The effects of construction payment delays
The average construction project suffers from 51 days in payment delays.
Subcontractors and owners experience the primary effects of slow payments, including the cost of floating fees for payroll and supplies, higher risk of bankruptcy during downcycles, and challenges in growing a cash-intensive business.
General contractors also face some of these primary effects with the added concern of mitigating secondary effects like inflated project costs and delays. Overall, the total impact of carrying costs and fees due to slow payments are over $64 billion.
30% of all survey respondents report that work has been delayed or stopped due to a delay in payments to crew members in the last 12 months.
63% of subcontractors report choosing not to bid on a project due to a lender, general contractor, or owner’s reputation of slow payments in the last 12 months.
72% of subcontractors would offer a discount for payments within 30 days, resulting in an estimated industry-wide savings of $44 billion.
The impact of slow payments reverberates throughout the connected construction economy—from subcontractors to general contractors to developers to lenders, owners, and investors. This report demonstrates the primary and secondary cost of slow payments and why all parties in the construction industry should address delayed payments.
Understanding the hidden costs of delayed payments.
Subcontractors bear the greatest direct cost for slow payments.
Working capital is crucial to contracting businesses. In simple terms, cash flows out of a subcontracting business for wages and materials much quicker than the 51 days it takes for the cash to flow in. Wages must be paid weekly or biweekly, and materials are typically purchased on 30-day invoice terms. Three out of four contractors report waiting longer than 30 days to receive payments, with one in three waiting longer than 60 days.
Subcontractors turn to many sources of financing for wages and materials while they wait for payment from the general contractor. Only 39% of subcontractors report the ability to rely on their balance sheet, followed by a line of credit (36%), credit card (22%), personal savings (15%), and retirement savings (6%).
Subcontractors indicate that the value of faster payments is greater than the value of alleviating financing costs. While they report the average cost of floating payments is 3.3%, subcontractors say they would provide an average of a 3.7% discount for payments made within 30 days. Even among those who say they did not incur charges for floating payments in the last 12 months, 57% said they would offer a discount. The 12% premium subcontractors place on payment within 30 days—3.7% discount vs 3.3% costs—sheds light on the hidden values of faster payments. Access to cash is essential for subcontractors to grow their business in an upcycle and survive in a downcycle. In the last 12 months, even while access to capital has been historically cheap, 21% of subcontractors report choosing not to bid on a job due to cash flow concerns. When access to capital becomes more limited during a downturn, faster payments have the potential to impact the bankruptcy rate in the industry.
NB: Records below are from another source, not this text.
PR #5379, opened 2019-12-18
Finally activate the GC.Alloc check in HDRP graphics tests (for most scenes)

alelievr:
### Purpose of this PR
Remove most of the remaining GC alloc calls in HDRP and enable the GC alloc test in our graphic tests.

The GC alloc check in our graphics tests was enabled with a threshold of 2 GC calls allowed, because currently calling Camera.Render allocate memory ... This issue have been reported here: https://fogbugz.unity3d.com/f/cases/1206364/ and the threshold should be set to 0 once the fix lands.

Note that there is now a `Check Memory Allocation` boolean in the HDRP test settings to toggle the allocation test per-scene:
image
For every scene that contains a planar / reflection probe, this boolean is disabled because there are still a ton of allocation when you have one of them.


com.unity.testing.hdrp/TestRunner/HDRP_TestSettings.cs
```diff
@@ -20,6 +20,7 @@ public class HDRP_TestSettings : GraphicsTestSettings
 	public int captureFramerate = 0;
 	public int waitFrames = 0;
     public bool xrCompatible = true;
+    public bool checkMemoryAllocation = true;
```
fabien-unity: Can you move this either up or down ?
Right now, it is in between the 2 XR settings.

alelievr: ha yes, sorry

alelievr: done

TestProjects/UniversalGraphicsTest/Assets/Test/Runtime/UniversalGraphicsTests.cs
```diff
@@ -85,7 +85,7 @@ public IEnumerator Run(GraphicsTestCase testCase)
         var mainCamera = GameObject.FindGameObjectWithTag("MainCamera").GetComponent<Camera>();
         try
         {
-            ImageAssert.AllocatesMemory(mainCamera, 512, 512); // 512 used for height and width to render
+            ImageAssert.AllocatesMemory(mainCamera, settings?.ImageComparisonSettings); // 512 used for height and width to render
```
JulienIgnace-Unity: Can probably remove the comment :)

com.unity.testing.hdrp/TestRunner/HDRP_GraphicTestRunner.cs
```diff
@@ -65,22 +65,23 @@ public IEnumerator Run(GraphicsTestCase testCase)
...
-            bool allocatesMemory = false;
-            try
+            if (settings.checkMemoryAllocation)
             {
-                ImageAssert.AllocatesMemory(camera, 512, 512); // 512 used for height and width to render
+                // Does it allocate memory when it renders what's on camera?
+                bool allocatesMemory = false;
+                try
+                {
+                    ImageAssert.AllocatesMemory(camera, settings?.ImageComparisonSettings); // 512 used for height and width to render
```
JulienIgnace-Unity: same comment to remove here.

com.unity.testframework.graphics/Runtime/ImageAssert.cs
```diff
@@ -205,20 +205,31 @@ public static void AreEqual(Texture2D expected, Texture2D actual, ImageCompariso
...
             if (camera == null)
                 throw new ArgumentNullException(nameof(camera));
+            
+            if (settings == null)
+                settings = new ImageComparisonSettings();
+
+            int width = settings.TargetWidth;
+            int height = settings.TargetHeight;
+
+            var defaultFormat = (settings.UseHDR) ? SystemInfo.GetGraphicsFormat(DefaultFormat.HDR) : SystemInfo.GetGraphicsFormat(DefaultFormat.LDR);
```
JulienIgnace-Unity: We can compare HDR images now? Does the comparison function actually supports HDR correctly?

alelievr: I copied this from the actual ImageAssert that we use so ib hope so ^^

sebastienlagarde:
Force merging this PR as people in SDETs are in vacation and we need to have this PR in to detect futher GC alloc issue before there is more PR merge.

PR #5383, opened 2019-12-19
HDRP Volume System update refactor [skip CI]

JulienIgnace-Unity:
### Purpose of this PR
Currently HDRP is using the global Volume System stack for all its cameras. It means that each camera updating the volume system will overwrite the result of the previous camera. To go around that for rendering purpose, Volume System update is done late at the beginning of ExecuteRenderRequest. Because of that, any piece of code accessing the volume system in the first update phase (where we go through all camera to setup culling and reflection probes) will get the wrong result.
To fix that, now each camera has its own volume stack and the global one should not be used anymore by the HDRP render loop.

This fixes the shadow resolution issue raised here: https://fogbugz.unity3d.com/f/cases/1198559/

---
### Testing status

- [ ] Built a player


Chman:
Aside from the commented part in `CleanupCustomPostProcess` (I'll talk to @alelievr) it looks alright to me, we're gonna need a QA pass to make sure nothing broke as it's touching quite a lot of code.

com.unity.render-pipelines.high-definition/Runtime/RenderPipeline/HDRenderPipeline.cs
```diff
@@ -1803,6 +1795,14 @@ AOVRequestData aovRequest
             // Updates RTHandle
             hdCamera.BeginRender(cmd);
 
+            if (m_RayTracingSupported)
+            {
+                // This call need to happen once per camera
+                // TODO: This can be wasteful for "compatible" cameras.
+                // We need to determine the minimum set of feature used by all the camera and build the minimum number of acceleration structures.
+                BuildRayTracingAccelerationStructure(hdCamera);
```
anisunity: @sebastienlagarde as discussed with @JulienIgnace-Unity, In the current state, having one build per camera is the only way this can work even if both cameras build exactly the same RAS. Code needs to be produced to avoid the build when RAS can be shared

com.unity.render-pipelines.high-definition/Runtime/Lighting/Light/HDAdditionalLightData.cs
```diff
@@ -1576,7 +1565,7 @@ private int GetResolutionFromSettings(ShadowMapType shadowMapType, HDShadowInitP
             }
         }
 
-        internal void ReserveShadowMap(Camera camera, HDShadowManager shadowManager, HDShadowInitParameters initParameters, Rect screenRect)
+        internal void ReserveShadowMap(Camera camera, HDShadowManager shadowManager, HDShadowSettings shadowSetings, HDShadowInitParameters initParameters, Rect screenRect)
```
FrancescoC-unity: Typo: shadowSetings

com.unity.render-pipelines.high-definition/Runtime/RenderPipeline/HDRenderPipeline.cs
sebastienlagarde: so this change is ok?

com.unity.render-pipelines.high-definition/Runtime/RenderPipeline/HDRenderPipeline.cs
```diff
@@ -1849,19 +1849,15 @@ AOVRequestData aovRequest
                 }
             }
 
-            using (new ProfilingScope(cmd, ProfilingSampler.Get(HDProfileId.VolumeUpdate)))
+            using (new ProfilingScope(null, ProfilingSampler.Get(HDProfileId.CustomPassVolumeUpdate)))
             {
-                VolumeManager.instance.Update(hdCamera.volumeAnchor, hdCamera.volumeLayerMask);
-                // We need to cache the max shadow distance to make sure the culling uses the correct value. Refer to the comment
-                // above m_ShadowMaxDistance in hdCamera.
```
sebastienlagarde: expected to have remove 
                hdCamera.shadowMaxDistance

sebastienlagarde: ?

com.unity.render-pipelines.high-definition/Runtime/RenderPipeline/HDRenderPipeline.cs
```diff
@@ -2827,6 +2824,7 @@ struct DepthPrepassParameters
             public bool                shouldRenderMotionVectorAfterGBuffer;
             public RendererListDesc    rayTracingOpaqueRLDesc;
             public RendererListDesc    rayTracingTransparentRLDesc;
+            public bool                renderRayTracingPrepass;
```
sebastienlagarde: expected?

sebastienlagarde:
Note: yamato is green on this PR (failure aren't related to this PR)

General contractors champion faster payments for subcontractors. 74% of general contractors report paying at least some vendors more frequently than once per month, and 35% incur financing costs while floating payments. Similar to subcontractors, only 38% of general contractors say they are able to rely on their balance sheet, followed by a line of credit (29%), credit card (15%), personal savings (6%), and retirement savings (2%). General contractors estimate that the cost of floating payments adds an average of 2% to total project costs, representing a $24B in excess cost to the industry. 22% of general contractors say they have delayed payment to subcontractors in order to improve working capital. Notably, general contractors with 2018 revenue under $5 million are twice as likely to report this as general contractors with 2018 revenue over $100 million.
Overwhelmingly (95%), general contractors see value in paying subcontractors faster.
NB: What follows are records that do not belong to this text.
PR #5385, opened 2019-12-19
Lighting explorer fixes

chikuba:
### Purpose of this PR
Fixing more issues with the Lighting Explorer:
* Fixed multi-edit and undo on Light and Reflection probes
* Disables the prefab field since it's not editable
* Fixed null-ref issue on Reflection probes
* Fixed HDLightType for Lights

### Testing status
I have extensively tested and made sure all fields work (sorting, multi-edit, undo etc) 
I would love to have someone else make sure all this works:
* Sorting of each column for Lights, Volumes and Reflection probes etc.
* Select a few row, change a value, and then hit undo (this should multi-edit, and then revert back properly) 

### When backporting
Please be aware that the name change "camera" -> "cameraSettings" might not work on older versions of Unity. This was a regression in newer versions, and might need to remain how it was. Not sure when this name change happened so this will need to be tested by whoever is doing the backport :) The rest of the changes should be simple to merge in.

### DIFF
--- a/com.unity.render-pipelines.high-definition/Editor/Lighting/HDLightExplorerExtension.cs
+++ b/com.unity.render-pipelines.high-definition/Editor/Lighting/HDLightExplorerExtension.cs
@@ -192,6 +192,7 @@ namespace UnityEditor.Rendering.HighDefinition
 
                     HDLightType lightType = lightData.type;
 
+                    EditorGUI.BeginProperty(r, GUIContent.none, prop);
                     EditorGUI.BeginChangeCheck();
                     lightType = (HDLightType)EditorGUI.IntPopup(r, (int)lightType, HDStyles.LightTypeTitles, HDStyles.LightTypeValues);
 
@@ -200,6 +201,7 @@ namespace UnityEditor.Rendering.HighDefinition
                         Undo.RecordObjects(new Object[] { prop.serializedObject.targetObject, lightData }, "Changed light type");
                         lightData.type = lightType;
                     }
+                    EditorGUI.EndProperty();
                 }, (lprop, rprop) =>
                 {
                     TryGetAdditionalLightData(lprop, out var lLightData);
--- a/com.unity.render-pipelines.high-definition/Editor/Lighting/HDLightExplorerExtension.cs
+++ b/com.unity.render-pipelines.high-definition/Editor/Lighting/HDLightExplorerExtension.cs
@@ -211,10 +211,7 @@ namespace UnityEditor.Rendering.HighDefinition
                     return ((int)lLightData.type).CompareTo((int)rLightData.type);
                 }, (target, source) => 
                 {
-                    TryGetAdditionalLightData(target, out var tLightData);
-                    TryGetAdditionalLightData(source, out var sLightData);
-
-                    if (!tLightData || !sLightData)
+                    if (!TryGetAdditionalLightData(target, out var tLightData) || !TryGetAdditionalLightData(source, out var sLightData))
                         return; 
 
                     Undo.RecordObjects(new Object[] { target.serializedObject.targetObject, tLightData }, "Changed light type");
@@ -265,10 +262,7 @@ namespace UnityEditor.Rendering.HighDefinition
                     return ((float)lLightData.intensity).CompareTo((float)rLightData.intensity);
                 }, (target, source) => 
                 {
-                    TryGetAdditionalLightData(target, out var tLightData);
-                    TryGetAdditionalLightData(source, out var sLightData);
-
-                    if (!tLightData || !sLightData)
+                    if (!TryGetAdditionalLightData(target, out var tLightData) || !TryGetAdditionalLightData(source, out var sLightData))
                         return; 
 
                     Undo.RecordObject(tLightData, "Changed light intensity");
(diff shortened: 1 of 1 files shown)


com.unity.render-pipelines.high-definition/Editor/Lighting/HDLightExplorerExtension.cs
```diff
@@ -726,7 +889,7 @@ protected virtual LightingExplorerTableColumn[] GetHDReflectionProbeColumns()
                     }
 
                     reflectionData.Update();
-                    EditorGUI.PropertyField(r, reflectionData.FindProperty("m_ProbeSettings.camera.frustum.farClipPlane"), GUIContent.none);
+                    EditorGUI.PropertyField(r, reflectionData.FindProperty("m_ProbeSettings.cameraSettings.frustum.farClipPlane"), GUIContent.none);
```
chikuba: This was the issue with the null-ref

sebastienlagarde:
can you add a changelog please? thanks

com.unity.render-pipelines.high-definition/Editor/Lighting/HDLightExplorerExtension.cs
```diff
@@ -217,6 +253,22 @@ protected virtual LightingExplorerTableColumn[] GetHDLightColumns()
...
+                    if (IsNullComparison(lLightData, rLightData, out var order))
+                        return order; 
+
+                    return ((float)lLightData.intensity).CompareTo((float)rLightData.intensity);
+                }, (target, source) => 
+                {
+                    if (!TryGetAdditionalLightData(target, out var tLightData) || !TryGetAdditionalLightData(source, out var sLightData))
+                        return; 
+
+                    Undo.RecordObject(tLightData, "Changed light intensity");
```
RSlysz: Can you test it with the debug inspector? I think that the intensity also modify the built-in light intensity. So you must certainly register both component in the Undo

com.unity.render-pipelines.high-definition/Editor/Lighting/HDLightExplorerExtension.cs
```diff
@@ -244,6 +296,13 @@ protected virtual LightingExplorerTableColumn[] GetHDLightColumns()
                         return order; 
 
                     return ((int)lLightData.lightUnit).CompareTo((int)rLightData.lightUnit);
+                }, (target, source) => 
+                {
+                    if (!TryGetAdditionalLightData(target, out var tLightData) || !TryGetAdditionalLightData(source, out var sLightData))
+                        return; 
+
+                    Undo.RecordObject(tLightData, "Changed light unit");
```
RSlysz: Same here: changing the light intensity unit change the intensity value. So check if the built-in light intensity is changed and if its the case, also register it in the Undo.

com.unity.render-pipelines.high-definition/Editor/Lighting/HDLightExplorerExtension.cs
RSlysz: Do you know if there is a way to make the renaming more safe regarding serialization path, in general?

com.unity.render-pipelines.high-definition/Editor/Lighting/HDLightExplorerExtension.cs
```diff
@@ -736,7 +899,15 @@ protected virtual LightingExplorerTableColumn[] GetHDReflectionProbeColumns()
                     if (IsNullComparison(lReflectionData, rReflectionData, out var order))
                         return order; 
 
-                    return lReflectionData.FindProperty("m_ProbeSettings.camera.frustum.farClipPlane").floatValue.CompareTo(rReflectionData.FindProperty("m_ProbeSettings.camera.frustum.farClipPlane").floatValue);
+                    return lReflectionData.FindProperty("m_ProbeSettings.cameraSettings.frustum.farClipPlane").floatValue.CompareTo(rReflectionData.FindProperty("m_ProbeSettings.camera.frustum.farClipPlane").floatValue);
```
RSlysz: If I follow well, this should be "m_ProbeSettings.cameraSettings.frustum.farClipPlane" for the rReflectionData too

com.unity.render-pipelines.high-definition/Editor/Lighting/HDLightExplorerExtension.cs
chikuba: not really no

com.unity.render-pipelines.high-definition/Editor/Lighting/HDLightExplorerExtension.cs
chikuba: oh thanks

laurenth-unity:
Light type works as expected as well as multi selection and undo (on the tested values).
I spotted some issues that could be fixed in another PR :

- The fact that there are 2 columns called Contact shadows and 2 columns called Shadow resolution makes it impossible to hide them all from the UI. If I do right click on the header and disable shadow resolution for instance, only one of the columns disappears.
- We could rename one of the column "custom contact shadow" and "custom shadow resolution".

- Also there is now inconsitency between Color temperature and scalability settings. When color temperature is disabled the value is hidden, whereas for scalability settings when custom is not selected the custom value is disabled and not hideen. 
- I would suggest we also disable the color temperature instead of hiding.

sebastienlagarde:
@iM0ve  / @laurenth-unity I will merge this PR, could you log into a single fogbugzz or somewhere else for tracking the remaining issue? Thanks!

RSlysz:
@iM0ve It is strange but this is standard behavior amongst all Unity inspector using IMGUI to not update always. They refresh while the mouse over them.

Hopefully, one day we will be able to write this in UIElement with Updatable callbacks.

Developers & Financiers: Your Reputation Is on the Line
Developers and financiers may not realize their role in the overall cost of a project. In addition to the estimated average 5.3% additional project cost for direct effects from slow payments, subcontractors also factor in a general reputation for slow payments when deciding when and how much to bid on projects.
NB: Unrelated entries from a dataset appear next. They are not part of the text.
PR #5389, opened 2019-12-19
Make motion vectors work properly in MSAA

FrancescoC-unity:
They were in a broken state before: 
 - Camera motion vectors where never rendered in the MSAA target
 - Object motion vectors where rendered in the MSAA target
 - MSAA target was never resolved. 

I originally wanted to _not_ have them MSAA at all, but since we have a partial depth prepass (completed by MV pass) and we need to populate an MSAA Depth, so MV target needs to be MSAA as well... 
Of course this is suboptimal for various reasons: 

 - We render MV and Normals in MSAA, while it really shouldn't be needed for what we have now. 
 - We do a dumb resolve for both normals and MV, this is a cost that shouldn't be there. 

However, I guess re-render the geometry twice (i.e. forcing full depth pre pass when MSAA) would probably be as bad or worse in other cases, that's why for now I went with this solution.

Note that the resolve of MV I don't think can be well defined, for now I pick the closest sample to camera as it is the most likely to be relevant.


FrancescoC-unity:
They were both calculated, is just that one was _MSAA_ (the per object) one was not (the per camera), this would have resulted in one of the two being used depending on how the user code requested the MV target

76% of subcontractors report considering a reputation for slow payments when deciding how much to bid on a project.
Not only are they considering how much to bid, but 63% of subcontractors decided not to bid on a project in the last 12 months because of a general contractor or owner’s reputation for slow payments. An owner’s reputation for slow payments threatens the general contractor’s ability to earn competitive bids, and this challenge is further compounded in a tight labor market. Getting the best bids from the best contractors is essential to managing project costs and schedules.
Owners, investors, lenders, developers, and general contractors share responsibility for slow payments in the industry. Some industry participants are up to five degrees removed from the individuals who purchase materials and perform the work. However, this distance does not shield these parties from cost implications. Slow payments are an industry-wide problem that requires an industry-wide solution. It is imperative for industry participants to work together to eliminate the manual, complicated processes involved in invoice approval and payment distribution. Subcontractors and general contractors have long been carrying the burden of slow payments—and all stakeholders suffer from the costs. It’s time for owners, investors, lenders, and developers to turn to 1stcentury processes and technology to improve the construction industry for all.